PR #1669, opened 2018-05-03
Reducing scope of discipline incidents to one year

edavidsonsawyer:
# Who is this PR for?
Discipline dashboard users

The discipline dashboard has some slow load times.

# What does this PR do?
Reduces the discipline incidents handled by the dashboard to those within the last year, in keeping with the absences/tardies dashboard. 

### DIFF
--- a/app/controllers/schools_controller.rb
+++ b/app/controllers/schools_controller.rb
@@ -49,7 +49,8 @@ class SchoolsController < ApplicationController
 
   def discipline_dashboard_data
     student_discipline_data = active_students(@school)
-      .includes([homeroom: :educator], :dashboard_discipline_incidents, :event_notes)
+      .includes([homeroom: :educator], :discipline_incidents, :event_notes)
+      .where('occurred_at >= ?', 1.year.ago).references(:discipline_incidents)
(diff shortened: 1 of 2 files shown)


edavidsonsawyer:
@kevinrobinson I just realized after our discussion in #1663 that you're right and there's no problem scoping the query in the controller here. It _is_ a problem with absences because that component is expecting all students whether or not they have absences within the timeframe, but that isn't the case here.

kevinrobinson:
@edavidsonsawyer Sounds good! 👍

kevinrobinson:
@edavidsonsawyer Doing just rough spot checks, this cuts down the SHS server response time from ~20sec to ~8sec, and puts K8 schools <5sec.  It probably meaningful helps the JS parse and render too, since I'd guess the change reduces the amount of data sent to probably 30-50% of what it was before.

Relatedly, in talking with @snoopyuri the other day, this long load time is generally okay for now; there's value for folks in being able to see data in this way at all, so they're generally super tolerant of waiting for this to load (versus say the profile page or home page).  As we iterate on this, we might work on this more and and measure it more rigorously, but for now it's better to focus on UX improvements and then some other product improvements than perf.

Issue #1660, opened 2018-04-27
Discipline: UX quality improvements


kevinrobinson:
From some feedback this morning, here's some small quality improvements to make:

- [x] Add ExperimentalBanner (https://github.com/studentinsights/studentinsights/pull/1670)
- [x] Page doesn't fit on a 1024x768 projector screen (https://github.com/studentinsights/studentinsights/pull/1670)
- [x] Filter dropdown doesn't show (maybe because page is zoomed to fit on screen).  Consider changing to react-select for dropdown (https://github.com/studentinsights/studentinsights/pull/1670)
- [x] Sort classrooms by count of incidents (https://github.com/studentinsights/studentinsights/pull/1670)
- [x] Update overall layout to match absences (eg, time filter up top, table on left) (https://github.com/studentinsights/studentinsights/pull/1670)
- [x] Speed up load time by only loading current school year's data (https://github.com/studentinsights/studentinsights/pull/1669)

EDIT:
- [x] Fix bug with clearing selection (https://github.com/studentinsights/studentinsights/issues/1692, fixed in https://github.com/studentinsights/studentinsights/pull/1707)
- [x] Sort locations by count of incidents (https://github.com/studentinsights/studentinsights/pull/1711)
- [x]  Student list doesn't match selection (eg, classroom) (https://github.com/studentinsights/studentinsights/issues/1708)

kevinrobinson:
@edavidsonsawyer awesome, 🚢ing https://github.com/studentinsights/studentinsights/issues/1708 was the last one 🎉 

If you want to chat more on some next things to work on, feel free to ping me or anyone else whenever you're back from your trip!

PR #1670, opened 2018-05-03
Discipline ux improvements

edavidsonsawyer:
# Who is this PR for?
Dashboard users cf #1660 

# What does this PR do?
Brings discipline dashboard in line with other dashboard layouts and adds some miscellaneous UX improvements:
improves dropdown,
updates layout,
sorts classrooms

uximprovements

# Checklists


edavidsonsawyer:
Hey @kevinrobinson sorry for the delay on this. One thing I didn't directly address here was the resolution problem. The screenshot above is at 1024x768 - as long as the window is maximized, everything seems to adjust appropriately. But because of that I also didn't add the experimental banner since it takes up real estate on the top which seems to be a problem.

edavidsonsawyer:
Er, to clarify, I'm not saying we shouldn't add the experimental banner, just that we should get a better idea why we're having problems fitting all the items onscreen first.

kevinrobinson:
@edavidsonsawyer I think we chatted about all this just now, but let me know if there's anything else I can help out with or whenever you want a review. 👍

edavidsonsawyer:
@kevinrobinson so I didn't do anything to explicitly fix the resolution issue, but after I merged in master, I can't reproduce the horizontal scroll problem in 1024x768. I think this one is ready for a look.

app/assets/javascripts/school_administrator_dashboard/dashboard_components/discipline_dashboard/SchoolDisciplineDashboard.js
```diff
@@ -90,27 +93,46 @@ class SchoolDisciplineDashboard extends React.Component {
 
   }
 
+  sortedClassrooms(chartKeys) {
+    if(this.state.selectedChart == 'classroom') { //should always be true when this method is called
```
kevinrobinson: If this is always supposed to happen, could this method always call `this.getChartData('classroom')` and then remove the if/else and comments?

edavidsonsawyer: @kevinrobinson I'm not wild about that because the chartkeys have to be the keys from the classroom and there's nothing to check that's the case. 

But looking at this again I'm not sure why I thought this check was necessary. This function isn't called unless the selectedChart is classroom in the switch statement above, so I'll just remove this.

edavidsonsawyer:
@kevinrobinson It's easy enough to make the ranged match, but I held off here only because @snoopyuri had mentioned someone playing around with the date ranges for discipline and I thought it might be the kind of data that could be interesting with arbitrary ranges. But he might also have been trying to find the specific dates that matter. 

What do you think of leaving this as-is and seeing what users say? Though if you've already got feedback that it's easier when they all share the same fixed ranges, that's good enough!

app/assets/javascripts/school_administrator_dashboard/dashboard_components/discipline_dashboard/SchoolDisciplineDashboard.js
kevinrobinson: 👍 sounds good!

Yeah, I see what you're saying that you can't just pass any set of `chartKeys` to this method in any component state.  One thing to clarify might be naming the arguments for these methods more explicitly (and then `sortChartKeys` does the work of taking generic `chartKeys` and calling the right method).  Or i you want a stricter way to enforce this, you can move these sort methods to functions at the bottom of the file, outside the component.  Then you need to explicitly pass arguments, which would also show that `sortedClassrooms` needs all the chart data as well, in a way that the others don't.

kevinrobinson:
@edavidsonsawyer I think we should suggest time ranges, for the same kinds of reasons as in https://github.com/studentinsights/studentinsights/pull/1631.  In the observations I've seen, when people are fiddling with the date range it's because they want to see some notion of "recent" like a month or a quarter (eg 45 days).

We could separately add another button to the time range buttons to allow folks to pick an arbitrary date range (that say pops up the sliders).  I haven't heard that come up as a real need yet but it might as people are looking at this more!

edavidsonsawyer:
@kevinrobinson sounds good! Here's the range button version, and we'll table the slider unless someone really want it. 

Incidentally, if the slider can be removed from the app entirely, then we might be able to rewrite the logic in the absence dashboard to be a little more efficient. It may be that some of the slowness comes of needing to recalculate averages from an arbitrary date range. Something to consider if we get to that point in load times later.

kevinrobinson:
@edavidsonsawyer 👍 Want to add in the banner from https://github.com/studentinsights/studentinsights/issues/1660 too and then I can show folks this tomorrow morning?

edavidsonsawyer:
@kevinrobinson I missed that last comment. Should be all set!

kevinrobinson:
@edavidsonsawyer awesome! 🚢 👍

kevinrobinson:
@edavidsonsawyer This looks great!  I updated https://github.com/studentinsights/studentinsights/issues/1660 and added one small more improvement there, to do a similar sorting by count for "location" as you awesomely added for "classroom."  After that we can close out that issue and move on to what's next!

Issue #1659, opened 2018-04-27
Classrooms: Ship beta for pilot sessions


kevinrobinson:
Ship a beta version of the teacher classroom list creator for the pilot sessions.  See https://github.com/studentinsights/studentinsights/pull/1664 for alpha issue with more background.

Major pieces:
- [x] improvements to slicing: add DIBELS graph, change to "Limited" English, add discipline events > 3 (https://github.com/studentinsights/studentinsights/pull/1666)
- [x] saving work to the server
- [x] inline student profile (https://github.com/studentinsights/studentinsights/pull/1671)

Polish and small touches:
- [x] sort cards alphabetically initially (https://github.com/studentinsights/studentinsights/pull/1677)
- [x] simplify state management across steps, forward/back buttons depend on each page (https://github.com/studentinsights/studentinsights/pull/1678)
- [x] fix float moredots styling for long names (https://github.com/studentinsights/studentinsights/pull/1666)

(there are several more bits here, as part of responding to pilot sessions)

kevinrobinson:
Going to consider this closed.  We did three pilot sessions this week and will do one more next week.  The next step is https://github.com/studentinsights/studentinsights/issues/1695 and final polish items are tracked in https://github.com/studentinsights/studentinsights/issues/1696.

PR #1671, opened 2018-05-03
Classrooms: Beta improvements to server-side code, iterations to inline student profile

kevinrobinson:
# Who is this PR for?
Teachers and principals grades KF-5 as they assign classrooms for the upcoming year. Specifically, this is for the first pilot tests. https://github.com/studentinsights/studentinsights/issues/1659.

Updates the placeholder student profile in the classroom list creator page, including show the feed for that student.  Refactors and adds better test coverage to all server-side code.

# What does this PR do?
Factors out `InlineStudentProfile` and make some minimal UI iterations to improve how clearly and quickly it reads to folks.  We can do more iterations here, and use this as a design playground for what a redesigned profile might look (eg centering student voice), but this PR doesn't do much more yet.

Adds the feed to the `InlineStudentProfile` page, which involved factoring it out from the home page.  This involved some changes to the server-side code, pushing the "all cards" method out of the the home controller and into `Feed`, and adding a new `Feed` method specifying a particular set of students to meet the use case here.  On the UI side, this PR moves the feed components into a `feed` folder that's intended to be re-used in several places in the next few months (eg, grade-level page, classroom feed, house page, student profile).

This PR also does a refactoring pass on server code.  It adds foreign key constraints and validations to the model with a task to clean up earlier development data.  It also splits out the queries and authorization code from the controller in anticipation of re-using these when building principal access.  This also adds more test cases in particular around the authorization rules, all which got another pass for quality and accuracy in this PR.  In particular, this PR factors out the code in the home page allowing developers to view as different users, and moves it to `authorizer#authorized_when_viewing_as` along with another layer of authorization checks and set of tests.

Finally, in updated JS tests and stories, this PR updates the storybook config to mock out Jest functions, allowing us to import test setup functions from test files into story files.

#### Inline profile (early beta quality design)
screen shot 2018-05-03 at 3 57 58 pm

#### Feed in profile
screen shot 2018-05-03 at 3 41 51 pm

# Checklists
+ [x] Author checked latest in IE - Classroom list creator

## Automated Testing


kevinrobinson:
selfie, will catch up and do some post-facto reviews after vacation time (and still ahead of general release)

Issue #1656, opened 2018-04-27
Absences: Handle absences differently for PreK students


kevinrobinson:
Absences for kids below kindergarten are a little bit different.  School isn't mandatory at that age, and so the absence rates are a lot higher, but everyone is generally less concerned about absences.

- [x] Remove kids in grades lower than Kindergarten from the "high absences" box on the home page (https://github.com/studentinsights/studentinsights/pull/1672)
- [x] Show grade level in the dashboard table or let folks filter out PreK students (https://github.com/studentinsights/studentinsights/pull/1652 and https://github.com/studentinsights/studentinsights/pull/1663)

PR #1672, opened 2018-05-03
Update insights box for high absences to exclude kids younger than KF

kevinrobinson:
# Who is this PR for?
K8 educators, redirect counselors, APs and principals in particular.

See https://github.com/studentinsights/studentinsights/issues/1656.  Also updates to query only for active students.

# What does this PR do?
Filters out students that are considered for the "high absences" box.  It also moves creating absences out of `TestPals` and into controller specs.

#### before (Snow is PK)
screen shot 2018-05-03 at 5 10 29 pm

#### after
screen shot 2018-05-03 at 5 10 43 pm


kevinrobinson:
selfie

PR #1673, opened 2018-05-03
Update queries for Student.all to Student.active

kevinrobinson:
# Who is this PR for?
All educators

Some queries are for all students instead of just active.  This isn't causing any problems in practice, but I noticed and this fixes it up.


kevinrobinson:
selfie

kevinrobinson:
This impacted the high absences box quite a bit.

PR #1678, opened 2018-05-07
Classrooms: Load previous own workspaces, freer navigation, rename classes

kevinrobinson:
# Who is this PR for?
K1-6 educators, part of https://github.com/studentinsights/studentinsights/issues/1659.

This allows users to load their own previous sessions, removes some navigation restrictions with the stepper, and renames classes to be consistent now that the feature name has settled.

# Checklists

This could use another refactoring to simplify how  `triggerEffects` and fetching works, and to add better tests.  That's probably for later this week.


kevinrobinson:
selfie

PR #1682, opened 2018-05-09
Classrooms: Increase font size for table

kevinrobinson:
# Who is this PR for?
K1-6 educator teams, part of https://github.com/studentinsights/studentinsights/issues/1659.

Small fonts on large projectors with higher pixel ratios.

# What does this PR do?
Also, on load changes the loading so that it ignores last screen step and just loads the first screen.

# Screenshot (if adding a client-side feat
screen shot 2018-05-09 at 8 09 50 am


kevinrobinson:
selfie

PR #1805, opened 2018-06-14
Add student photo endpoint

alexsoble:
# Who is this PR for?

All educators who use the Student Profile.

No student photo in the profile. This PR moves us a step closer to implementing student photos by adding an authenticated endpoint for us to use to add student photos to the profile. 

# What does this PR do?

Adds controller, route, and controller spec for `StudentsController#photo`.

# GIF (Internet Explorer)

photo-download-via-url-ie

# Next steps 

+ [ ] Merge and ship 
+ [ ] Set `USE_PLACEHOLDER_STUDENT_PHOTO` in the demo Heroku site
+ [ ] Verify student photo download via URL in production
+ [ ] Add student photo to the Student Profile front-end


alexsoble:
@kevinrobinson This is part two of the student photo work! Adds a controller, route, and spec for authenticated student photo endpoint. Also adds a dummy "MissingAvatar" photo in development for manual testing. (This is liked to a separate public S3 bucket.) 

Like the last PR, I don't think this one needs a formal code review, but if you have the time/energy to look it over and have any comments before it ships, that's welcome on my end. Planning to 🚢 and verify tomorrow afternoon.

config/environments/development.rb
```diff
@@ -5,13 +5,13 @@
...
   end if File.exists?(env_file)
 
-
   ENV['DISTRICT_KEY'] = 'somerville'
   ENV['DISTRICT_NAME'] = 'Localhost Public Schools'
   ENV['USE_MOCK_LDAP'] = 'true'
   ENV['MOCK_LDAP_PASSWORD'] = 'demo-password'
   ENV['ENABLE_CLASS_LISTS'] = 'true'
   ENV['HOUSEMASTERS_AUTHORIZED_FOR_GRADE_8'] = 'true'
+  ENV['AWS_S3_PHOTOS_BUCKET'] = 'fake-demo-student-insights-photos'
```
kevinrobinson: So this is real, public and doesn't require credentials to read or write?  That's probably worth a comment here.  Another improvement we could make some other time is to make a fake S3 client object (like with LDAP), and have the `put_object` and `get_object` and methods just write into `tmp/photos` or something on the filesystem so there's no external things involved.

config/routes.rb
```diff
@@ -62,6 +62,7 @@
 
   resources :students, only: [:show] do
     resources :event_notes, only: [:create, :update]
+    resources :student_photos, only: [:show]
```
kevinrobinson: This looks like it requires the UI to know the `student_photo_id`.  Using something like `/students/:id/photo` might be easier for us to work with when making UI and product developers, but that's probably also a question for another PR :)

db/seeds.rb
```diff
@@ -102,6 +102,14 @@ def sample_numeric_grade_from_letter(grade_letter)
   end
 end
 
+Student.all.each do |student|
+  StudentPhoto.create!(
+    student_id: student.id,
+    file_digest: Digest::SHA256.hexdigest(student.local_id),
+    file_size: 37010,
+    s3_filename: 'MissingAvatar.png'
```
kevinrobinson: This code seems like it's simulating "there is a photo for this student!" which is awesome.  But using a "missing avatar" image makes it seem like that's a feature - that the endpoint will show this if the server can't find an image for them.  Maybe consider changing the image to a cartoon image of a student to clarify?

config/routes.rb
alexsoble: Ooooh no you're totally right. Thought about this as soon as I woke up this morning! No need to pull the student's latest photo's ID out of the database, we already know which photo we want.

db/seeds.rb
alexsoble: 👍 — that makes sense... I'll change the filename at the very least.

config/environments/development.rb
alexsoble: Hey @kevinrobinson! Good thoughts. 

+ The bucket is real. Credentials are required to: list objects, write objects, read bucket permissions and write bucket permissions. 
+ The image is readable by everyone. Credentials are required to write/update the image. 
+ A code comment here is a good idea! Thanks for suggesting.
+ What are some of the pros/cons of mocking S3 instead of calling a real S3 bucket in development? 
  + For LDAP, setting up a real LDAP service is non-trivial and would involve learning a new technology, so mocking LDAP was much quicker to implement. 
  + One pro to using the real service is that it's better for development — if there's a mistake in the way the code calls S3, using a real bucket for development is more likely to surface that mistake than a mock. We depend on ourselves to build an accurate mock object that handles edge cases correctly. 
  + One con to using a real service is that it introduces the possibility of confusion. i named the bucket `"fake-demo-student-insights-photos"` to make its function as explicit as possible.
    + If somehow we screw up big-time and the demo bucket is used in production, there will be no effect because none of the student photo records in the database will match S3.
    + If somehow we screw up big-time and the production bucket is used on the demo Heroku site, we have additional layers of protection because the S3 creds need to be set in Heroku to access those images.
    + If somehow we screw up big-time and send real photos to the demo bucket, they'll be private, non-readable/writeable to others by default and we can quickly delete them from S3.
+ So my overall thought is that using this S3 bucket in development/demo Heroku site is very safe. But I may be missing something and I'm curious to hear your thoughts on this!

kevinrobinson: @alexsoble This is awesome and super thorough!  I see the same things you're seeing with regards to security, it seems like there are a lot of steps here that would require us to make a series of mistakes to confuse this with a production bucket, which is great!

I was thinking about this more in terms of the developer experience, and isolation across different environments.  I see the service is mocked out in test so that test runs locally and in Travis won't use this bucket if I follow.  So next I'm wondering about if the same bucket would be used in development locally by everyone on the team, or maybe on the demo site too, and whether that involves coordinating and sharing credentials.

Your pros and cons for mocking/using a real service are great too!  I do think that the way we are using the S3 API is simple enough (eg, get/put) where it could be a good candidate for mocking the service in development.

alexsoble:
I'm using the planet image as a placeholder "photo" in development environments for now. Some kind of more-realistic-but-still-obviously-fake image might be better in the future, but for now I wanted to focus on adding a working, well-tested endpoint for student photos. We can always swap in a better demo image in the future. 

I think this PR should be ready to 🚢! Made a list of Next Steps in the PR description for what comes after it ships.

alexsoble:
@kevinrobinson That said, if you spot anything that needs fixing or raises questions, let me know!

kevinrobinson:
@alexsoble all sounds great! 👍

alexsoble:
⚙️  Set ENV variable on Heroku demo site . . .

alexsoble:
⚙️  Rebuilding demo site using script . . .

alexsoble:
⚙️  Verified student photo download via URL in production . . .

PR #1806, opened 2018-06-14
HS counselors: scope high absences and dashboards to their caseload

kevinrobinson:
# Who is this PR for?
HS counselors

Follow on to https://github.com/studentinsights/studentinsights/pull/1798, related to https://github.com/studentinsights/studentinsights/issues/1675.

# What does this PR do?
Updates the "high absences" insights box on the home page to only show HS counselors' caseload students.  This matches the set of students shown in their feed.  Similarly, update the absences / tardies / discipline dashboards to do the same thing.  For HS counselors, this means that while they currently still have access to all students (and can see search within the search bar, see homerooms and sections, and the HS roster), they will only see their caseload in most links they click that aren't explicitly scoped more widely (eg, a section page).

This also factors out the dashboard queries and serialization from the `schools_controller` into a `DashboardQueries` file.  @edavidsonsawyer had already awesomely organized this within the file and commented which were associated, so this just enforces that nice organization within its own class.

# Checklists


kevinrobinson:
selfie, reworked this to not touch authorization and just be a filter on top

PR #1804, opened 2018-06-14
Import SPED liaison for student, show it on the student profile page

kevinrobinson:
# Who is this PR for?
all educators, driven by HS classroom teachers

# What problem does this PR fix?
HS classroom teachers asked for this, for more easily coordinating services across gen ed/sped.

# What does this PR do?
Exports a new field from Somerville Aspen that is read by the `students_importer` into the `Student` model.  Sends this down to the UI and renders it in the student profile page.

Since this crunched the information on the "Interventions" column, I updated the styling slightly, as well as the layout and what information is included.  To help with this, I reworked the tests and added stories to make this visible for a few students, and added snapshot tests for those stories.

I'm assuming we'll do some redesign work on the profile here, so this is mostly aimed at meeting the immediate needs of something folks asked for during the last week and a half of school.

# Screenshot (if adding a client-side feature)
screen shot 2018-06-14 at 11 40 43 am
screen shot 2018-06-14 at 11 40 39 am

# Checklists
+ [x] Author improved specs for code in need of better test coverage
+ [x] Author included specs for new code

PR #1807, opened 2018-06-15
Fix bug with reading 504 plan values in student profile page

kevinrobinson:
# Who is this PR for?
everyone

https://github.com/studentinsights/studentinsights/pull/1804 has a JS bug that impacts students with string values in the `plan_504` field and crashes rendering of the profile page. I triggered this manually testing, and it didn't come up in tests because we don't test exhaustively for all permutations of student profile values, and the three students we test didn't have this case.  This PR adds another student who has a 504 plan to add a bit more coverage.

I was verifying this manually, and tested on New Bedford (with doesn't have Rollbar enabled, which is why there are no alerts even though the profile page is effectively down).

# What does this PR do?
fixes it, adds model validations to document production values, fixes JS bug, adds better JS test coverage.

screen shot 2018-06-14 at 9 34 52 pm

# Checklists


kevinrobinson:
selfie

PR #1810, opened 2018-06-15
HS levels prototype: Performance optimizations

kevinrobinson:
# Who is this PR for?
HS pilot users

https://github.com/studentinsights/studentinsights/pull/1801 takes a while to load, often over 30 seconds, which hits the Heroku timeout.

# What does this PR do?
------------------------------
--- What this task involves ---
Here the output must be the lines above from the line with "alexsoble: 👍 —" to the line with "thoughts on this!", both included, duplicated word for word and nothing else.

--- Exercise solution ---
alexsoble: 👍 — that makes sense... I'll change the filename at the very least.

config/environments/development.rb
alexsoble: Hey @kevinrobinson! Good thoughts. 

+ The bucket is real. Credentials are required to: list objects, write objects, read bucket permissions and write bucket permissions. 
+ The image is readable by everyone. Credentials are required to write/update the image. 
+ A code comment here is a good idea! Thanks for suggesting.
+ What are some of the pros/cons of mocking S3 instead of calling a real S3 bucket in development? 
  + For LDAP, setting up a real LDAP service is non-trivial and would involve learning a new technology, so mocking LDAP was much quicker to implement. 
  + One pro to using the real service is that it's better for development — if there's a mistake in the way the code calls S3, using a real bucket for development is more likely to surface that mistake than a mock. We depend on ourselves to build an accurate mock object that handles edge cases correctly. 
  + One con to using a real service is that it introduces the possibility of confusion. i named the bucket `"fake-demo-student-insights-photos"` to make its function as explicit as possible.
    + If somehow we screw up big-time and the demo bucket is used in production, there will be no effect because none of the student photo records in the database will match S3.
    + If somehow we screw up big-time and the production bucket is used on the demo Heroku site, we have additional layers of protection because the S3 creds need to be set in Heroku to access those images.
    + If somehow we screw up big-time and send real photos to the demo bucket, they'll be private, non-readable/writeable to others by default and we can quickly delete them from S3.
+ So my overall thought is that using this S3 bucket in development/demo Heroku site is very safe. But I may be missing something and I'm curious to hear your thoughts on this!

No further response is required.